Everything in the listing should be restated word for word.

----

PR #1204, opened 2026-04-10
fix: remove .husky from SENSITIVE_PATHS

### LINKED ISSUE #1203: Adding .husky to SENSITIVE_PATHS breaks repos that commit .husky files but not the hook setup
## Problem

PR #1174 added `.husky` to the `SENSITIVE_PATHS` list in `src/github/operations/restore-config.ts`. This causes the `.husky` directory to be restored/reset during the action, which breaks repositories that commit their `.husky` files but rely on `npx husky` being run to install the hooks.

After this change, pre-commit hooks no longer run because the hook setup is wiped and would need to be reinstalled via `npx husky`.

This is a regression from the previous behavior where `.husky` was not treated as a sensitive path.

## Context

See the discussion on #1174: https://github.com/anthropics/claude-code-action/pull/1174#discussion_r3058932921

## Expected Behavior

Repositories that commit `.husky` directory contents should continue to have their git hooks work as expected after the action runs.

## Suggested Fix

Either:
- Remove `.husky` from `SENSITIVE_PATHS`, or
- Only restore specific files within `.husky` that are security-sensitive (e.g., prevent the action from *adding* new hooks), rather than blanket-restoring the entire directory
- ask the model tu run `npx husky` or similar to re install correctly the hooks

ashwin-ant:
Removes `.husky` from the `SENSITIVE_PATHS` list in `src/github/operations/restore-config.ts`. This fixes a regression from #1174 where repos that commit `.husky` files would have their git hook setup broken because the directory was being restored/reset.

Fixes #1203

Generated with [Claude Code](https://claude.ai/code)

### DIFF
--- a/src/github/operations/restore-config.ts
+++ b/src/github/operations/restore-config.ts
@@ -17,7 +17,6 @@ const SENSITIVE_PATHS = [
   ".ripgreprc",
   "CLAUDE.md",
   "CLAUDE.local.md",
-  ".husky",
 ];
 
 /**


maxired:
Hey, I am not sure to undersant the status here. Are we saying there is no way to have a safe behavior but working correctly ?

----

▶ ANSWER BOX:
PR #1204, opened 2026-04-10
fix: remove .husky from SENSITIVE_PATHS

### LINKED ISSUE #1203: Adding .husky to SENSITIVE_PATHS breaks repos that commit .husky files but not the hook setup
## Problem

PR #1174 added `.husky` to the `SENSITIVE_PATHS` list in `src/github/operations/restore-config.ts`. This causes the `.husky` directory to be restored/reset during the action, which breaks repositories that commit their `.husky` files but rely on `npx husky` being run to install the hooks.

After this change, pre-commit hooks no longer run because the hook setup is wiped and would need to be reinstalled via `npx husky`.

This is a regression from the previous behavior where `.husky` was not treated as a sensitive path.

## Context

See the discussion on #1174: https://github.com/anthropics/claude-code-action/pull/1174#discussion_r3058932921

## Expected Behavior

Repositories that commit `.husky` directory contents should continue to have their git hooks work as expected after the action runs.

## Suggested Fix

Either:
- Remove `.husky` from `SENSITIVE_PATHS`, or
- Only restore specific files within `.husky` that are security-sensitive (e.g., prevent the action from *adding* new hooks), rather than blanket-restoring the entire directory
- ask the model tu run `npx husky` or similar to re install correctly the hooks

ashwin-ant:
Removes `.husky` from the `SENSITIVE_PATHS` list in `src/github/operations/restore-config.ts`. This fixes a regression from #1174 where repos that commit `.husky` files would have their git hook setup broken because the directory was being restored/reset.

Fixes #1203

Generated with [Claude Code](https://claude.ai/code)

### DIFF
--- a/src/github/operations/restore-config.ts
+++ b/src/github/operations/restore-config.ts
@@ -17,7 +17,6 @@ const SENSITIVE_PATHS = [
   ".ripgreprc",
   "CLAUDE.md",
   "CLAUDE.local.md",
-  ".husky",
 ];
 
 /**


maxired:
Hey, I am not sure to undersant the status here. Are we saying there is no way to have a safe behavior but working correctly ?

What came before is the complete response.